Even better just draw a quarter circle and multiply the result by 4:
r = 240
for ( x = 0; x
I think you're describing the method I wrote about in this Pi Day article: opensource.com/article/23/3/calculate-pi-counting-pixels
Basically, calculate the "distance" between pixels to draw the outline of the circle. If you want to calculate pi by drawing an outline, this is better than just counting pixels.
Of course, the better method would be to use a filled circle, then count pixels in the area to use A=πr² or π=A/r² (this is a much better estimate of pi)
I enjoyed watching you write the code. What can I say, I'm a geek/nerd/techie.
Thanks! I just posted another programming video - but next week's video will be back to games and apps for a while. ☺
A good observation is: if you split the circle into 4 sectors in a cross (top/bottom/left/right), you can see top and bottom sectors each have 1 pixel for every x, left and right each have 1 pixel for every y. If you "move" those pixels into a square (like pushing dust), you actually get the inscribed square, whose perimeter is 1357.645 (the extra 1.645 is the extra precision in my android calc while calculating that square from diameter: 4 sides of 480/sqrt(2) ). The higher the resolution, the smaller this difference will get. That's where the sampling fails.
I think with anti-aliasing you can get closer if you do a sum instead of count (i.e.: aliased pixels get "smaller counts"). But of course, that fails if the aliasing has any gamma applied (assuming 16+ bit colors, not palette).
You can get away with the anti-aliasing if you count the background pixels, because we already know the total pixel count (480x480) and subtracting the unchanged pixels we know how many of the rest there are.
Thanks, you said it and I don't have to! I think it's neat that he tried to approximate one irrational and ended up approximating a different one :)
Good point. And as someone pointed out on Fosstodon, the method of counting pixels is basically the same as the "square" method: ua-cam.com/video/VYQVlVoWoPY/v-deo.html
Also: the OpenWatcom _ellipse function does not do antialiasing. Pixels are either set or not.
Using Archimedes method by calculating the circumference of a polygon using geometric laws is more accurate to calculate pi.
the method used in this code is equivalent to perimeter of inscribed sqaure/diameter = 2*sqrt(2) =~2.825
Yes, someone on Fosstodon also pointed me to this method, basically what you're describing. It explains why the value is about 2.8:
ua-cam.com/video/VYQVlVoWoPY/v-deo.html
Haven't finished the video yet, but I have a guess that your result from counting pixels may be around 15% off? Part of the pixels have centers 1 unit apart, but the ones that are adjacent diagonally have centers the square root of two units apart.

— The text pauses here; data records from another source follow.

PR #6293, opened 2017-04-30
New package: sc-controller-0.3.9

KeepBotting:
Needed this today and decided to make a template. I believe I have adhered to all relevant guidelines, please provide feedback if not.


ebfe:
#5952

KeepBotting:
@ebfe That template is outdated, missing a dep & wrong checksum. I have fixed those issues.

Vintodrimmer:
Good day, 

Seems that you are correct.

Though I don't really know, how the old checksum got into the template, since I pushed a commit only after the successfull build on my machine.

Shouldn't `kernel-libc-headers` be part of any installation, though?

KeepBotting:
@Vintodrimmer `kernel-libc-headers` was not present on my system. I had to install it manually.
```
[branon@schwifty ~]$ xbps-query -RX kernel-libc-headers
base-chroot-0.65_2
glibc-devel-2.25_3
```
The revdeps seem to suggest that no, it will not be part of every installation. As I do not have either of them installed. I am probably an edge case because I run a very minimal installation. Others (including yourself) have probably pulled `kernel-libc-headers` in as a dependency somewhere down the line.

Vintodrimmer:
Just checked and you are right again.

It was pulled by `musl-devel`, which was pulled by `gcc`. Fixed my template too.

ebfe:
Headers are usually only required at compile time.

KeepBotting:
@ebfe they are required for runtime in this case, see [this issue](https://github.com/kozec/sc-controller/issues/199)

Vintodrimmer:
@ebfe I tried forcefuly removing them and got the error, while running ` sc-controller`.

KeepBotting:
It's been a week. @ebfe any update on this or #5952?

KeepBotting:
Closing this in deference to #5952. Would like to see sc-controllers merged soon!

PR #6319, opened 2017-05-03
New package: R-cran-data.table-1.10.4 and build-style R-cran

wagnerflo:


wagnerflo:
This is my second try to get this package accepted. In contrast to the first time, all CI checks pass now. Is there anything holding you back merging this? Please provide feedback if there are issues...

ebfe:
First we would have to decide if we actually want to have xbps packages for R packages.

On the formalities:
The R build-style should probably go into it's own commit and the _ be dropped from the `_cran*` variables. Build-style and the variables should be documented in Manual.md.

wagnerflo:
Thanks for the feedback.

I'm very much willing to work on all the formalities as well as maintaining a bunch of CRAN packages, but would prefer the decision to be made first. Where's the right place to discuss this?

ebfe:
cc @chneukirchen

chneukirchen:
I'm not really into R, what's the benefit over installing these things locally?

wagnerflo:
My primary motivation is being able to install/update using a single system: The distribution package manager.

This is IMHO valid for any and all programming language that come with it's own package manager: For a rather basic system having installed Python and Perl isn't uncommon. In that case I wouldn't want to have to remember a system update "chain" of xbps, CPAN and whatever Python package manager is currently en vogue, just to be sure to not miss anything.

Same argument applies to R/CRAN.

wagnerflo:
Bump! Any decision on this would be appreciated...

wagnerflo:
@ebfe, @chneukirchen: This is the deciding factor for switching a bunch of machines from Arch to Void. Please decide how to go along with this! No hard feelings if that turns out to be a no...

chneukirchen:
From my POV, i'd say a slight negative. There are many CRAN packages people want to use, and keeping them up to date is a lot of work (which I won't do). If someone maintains them properly, I guess it would be ok.

That said, Arch only has CRAN packages in AUR afaics (54 packages).

ebfe:
I'd probably continue to use the R internal package manager, but don't mind having these pacakges if there are people who use and **maintain** them.

wagnerflo:
Any package I make templates for and/or use I'm also willing to maintain!

chneukirchen:
Also, I don't really use R, so if someone wants to take over maintainership, it would probably make sense to do so and coordinate releases with other CRAN rebuilds then. Just adopt.

wagnerflo:
That package template doesn't seem particularly complicated so I could do that. I'll start getting to work next week: Adopt R, separate pull with the build-style and associated changes, then a bunch of CRAN packages.

Thanks everyone!

PR #6323, opened 2017-05-04
New package: udftools-1.3

lyzech:


srcpkgs/udftools/template
```diff
@@ -0,0 +1,13 @@
+# Template file for 'udftools'
+pkgname=udftools
+version=1.3
+revision=1
+only_for_archs="x86 x86_64"
```
ebfe: why? cross builds seem to work fine, musl needs some fixes.

ebfe: also x86 is spelled i686 in void ;)

lyzech:
Thank you !

PR #6325, opened 2017-05-04
New package: brother-brscan4-0.4.4

pienjo:
I know there has been an earlier attempt to create a template for this package before. I tried to address the issues that were raised back then, as far as possible.


the-maldridge:
I'm not happy that this creates an /etc/opt directory.  Apart from that I'm happy with the way you're doing most things.  If another maintainer will 'shipit' for this PR then I'm good to merge.

pienjo:
There's little I can do about /etc/opt; there's hard-coded paths in the binary. The only workaround I can imagine is patching the binary and truncate those strings, but I'm not sure that's a viable solution.

the-maldridge:
Yeah I know, but I can still be unhappy about it.

srcpkgs/brother-brscan4/template
```diff
@@ -0,0 +1,75 @@
+# Template file for 'brother-brscan4'
+pkgname=brother-brscan4
+version=0.4.4
+revision=2
```
Vaelatern: `revision=1`

srcpkgs/brother-brscan4/template
```diff
@@ -0,0 +1,75 @@
...
+conf_files="/etc/opt/brother/scanner/brscan4/Brsane4.ini /etc/opt/brother/scanner/brscan4/brsanenetdevice4.cfg /etc/opt/brother/scanner/brscan4/models4/*.ini"
+
+if [ "$XBPS_TARGET_MACHINE" = "x86_64" ]; then
+	_debpkgid="3.amd64"
+	distfiles="http://download.brother.com/welcome/dlf006645/brscan4-${version}-${_debpkgid}.deb"
+	checksum=5dd9edcc670a19b66882932290bf867de1669855f05b0d340c5817b69f104659
+	_deblibdir="usr/lib64"
+elif [ "$XBPS_TARGET_MACHINE" = "i686" ]; then
+	_debpkgid="3.i386"
+	distfiles="http://download.brother.com/welcome/dlf006646/brscan4-${version}-${_debpkgid}.deb"
```
Vaelatern: This line is the same in both. Please deduplicate.

srcpkgs/brother-brscan4/INSTALL.msg
```diff
@@ -0,0 +1,6 @@
+In order to access networked scanners and multifunctionals, the SANE backend 
+must be configured using
+
```
Vaelatern: Spurious newline. Remove.

srcpkgs/brother-brscan4/INSTALL.msg
```diff
@@ -0,0 +1,6 @@
...
+brsaneconfig4
+
```
Vaelatern: And here.

srcpkgs/brother-brscan4/template
pienjo: I assume you mean the "distfiles" line? They are not the same; the URL is different ( ".../dlf00664**5**/.."  versus ".../dlf00664**6**/..").

pienjo:
@Vaelatern 
Thank you for your review - I'll address them. I fully understand the problem with this package - this package doesn't make me happy either. In fact, having bought this printer doesn't make me happy in retrospect. 

I won't hold any grudges if this PR gets rejected because the package is just too dirty and doesn't meet the expected quality level. I wasn't even sure whether I should PR it or not because of this, but on the other hand I was hoping to save someone else some time.

Maybe packages like these shouldn't be in the official repository. I've encountered other packages currently in the void-packages repo that are just as bad, if not worse (including brother-brscan3).

pienjo:
Brother updated their package, so I updated the template..

PR #5709, opened 2017-02-10
numix-themes: build it instead of getting it pre-built.

jcjordyn130:
Upstream doesn't provide pre-built tarballs anymore it seems.

PR #7698, opened 2017-09-17
New package: numix-gtk-theme-2.6.6

jearbear:
Fixed the issue where the theme wasn't actually being built and installed as reffered to in https://github.com/voidlinux/void-packages/pull/5709. I changed the name to be consistent with upstream (https://github.com/numixproject/numix-gtk-theme), but if this is a problem I'll change that back.


Vaelatern:
Is there a way for users to seamlessly migrate to the new name?

djames1:
Interesting, it was my understanding that themes were not allowed to be merged because xtraem refuses to merge those.

jearbear:
@djames1 Interesting, I wasn't aware of this. For what it's worth there are a bunch of themes in the repo already.

@Vaelatern is it possible to make the two packages conflict? I don't know if there are facilities for upgrading packages to a different name, but based on https://github.com/voidlinux/void-packages/pull/5192 and the fact that the old package (lemonbuddy) still exists I'm guessing no?

Vaelatern:
@djames1, this is legacy, so it's possible the rules under which it were merged apply.

@jearbear it's possible, but not straightforward. I think reverting to the old name will make this PR much smoother.

jearbear:
@Vaelatern Sounds good, reverted to the old name.

Duncaen:
Can't this use `sassc` instead of installing the gem?

jearbear:
I tried, but it seems that the Makefile calls `scss` with some options that are specific to it, `sassc` isn't really a drop-in replacement unfortunately. I was going to modify the Makefile to try to make it work, but I read somewhere that that is frowned upon.

jearbear:
Bumping this, anything else I need to change here?

the-maldridge:
We're okay with patches to the makefile that are needed for things like cross builds and the like, but in this case this is an acceptable solution.

jearbear:
Looks like this got taken care of already by https://github.com/voidlinux/void-packages/pull/5709, closing

PR #7701, opened 2017-09-17
New package: xcursor-vanilla-dmz-0.4.4

jearbear:


Vaelatern:
We have a general policy of not merging themes that can just as easily be installed in a home directory.

Is this such a theme?

jearbear:
@the-maldridge This is actually distinct from https://github.com/voidlinux/void-packages/pull/7702 as it's a separate theme (different color)

PR #7702, opened 2017-09-17
New package: xcursor-vanilla-dmz-aa-0.4.4

jearbear:


Vaelatern:
We have a general policy of not merging themes that can just as easily be installed in a home directory.

Is this such a theme?

jearbear:
Yeah that's fair, this can definitely be installed in the home directory. It does require a few extra steps since it's not packaged in a way that just requires simple copying.

the-maldridge:
Its a few extra K and it does require make to be available at build.

Merged.

PR #7704, opened 2017-09-17
caddy: update to 0.10.9.

SevereOverfl0w:


lemmi:
I'd like to wait for https://github.com/mholt/caddy/commit/545fa844bbd188c1e5bff6926e5c410e695571a0 to be included in a caddy update.

Vaelatern:
Seconded. NOMERGE until subsequent update, please.

chneukirchen:
Irrelevant, the EULA never applied to the open source code release.

This is primarily a big communication fuck up by them.

lemmi:
@chneukirchen not entirely irrelevent. You are right this never applied, but I have absolutely no interest on serving these ridiculous headers. The commit I linked was the last commit in a chain that reverted also the Sponsor header thing.

SevereOverfl0w:
Looks like this release contains a significant bug fix:
https://github.com/mholt/caddy/releases

Given that the eula doesn't apply, I see no reason to avoid merging this.

If you don't want to run this, pin the version in xbps.

I don't think void should be making value decisions about the packages
themselves.

lemmi:
I don't want the headers in my traffic. I'm fine with with a 0.10.9 version as long it comes with the headers removed.

Gottox:
Either we wait for a new version or include this patch: https://github.com/mholt/caddy/commit/b6e10e3cb22990eaa0d9ff28256054a25efd25be

KenjiTakahashi:
FYI: 0.10.10 released

SevereOverfl0w:
I will open a PR for that instead then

After finishing the video, I see it's actually only about 11% off. It wasn't as bad as I thought, but that still ain't a great approximation of pi.
Yes, it's a bad calculation! ☺ There are better ways to calculate pi with pixels on the screen. One way is to use a filled circle, and count those pixels:
A = π r² … thus π = A / r²
A quick C program gives 3.14444
Another way is to measure "pixel distance" around the perimeter of the circle. This is still off, but it's a little closer than the "count pixels for the circumference" method.
I described the second method here: opensource.com/article/23/3/calculate-pi-counting-pixels
I remember doing something like this in reverse as well as many other things when I was 10 years old trying to figure out how to draw a circle before I even heard of sine or cosine...
This was back in the 80s so there were no libraries....
I did the same on the Apple II! I was about the same age, and sin() and cos() were unknown to me. I developed a weird algebraic method to draw something *close* to a circle on the Apple II without trig functions, but it wasn't a very good circle. ☺
@@freedosproject was that apple II also the only and first computer for students in the whole district?
@@petevenuti7355 We had *two* Apple II+ computers in our elementary school until our 6th grade classroom got an Apple IIe. So I guess someone applied for funding. 😄
We also had an Apple II clone at home, called the Franklin ACE 1000. That's where I did most of my programming.
@@freedosproject yeah I was told the district was experimenting to see if kids could benefit from having a computer, I think I was in 5th grade at the time, ended up tutoring other kids by sixth grade. But Middle school's they got a whole room full.. and the large system with one of those canister drives, they let me take cobol as a language credit instead of Spanish or Latin.. never used it since...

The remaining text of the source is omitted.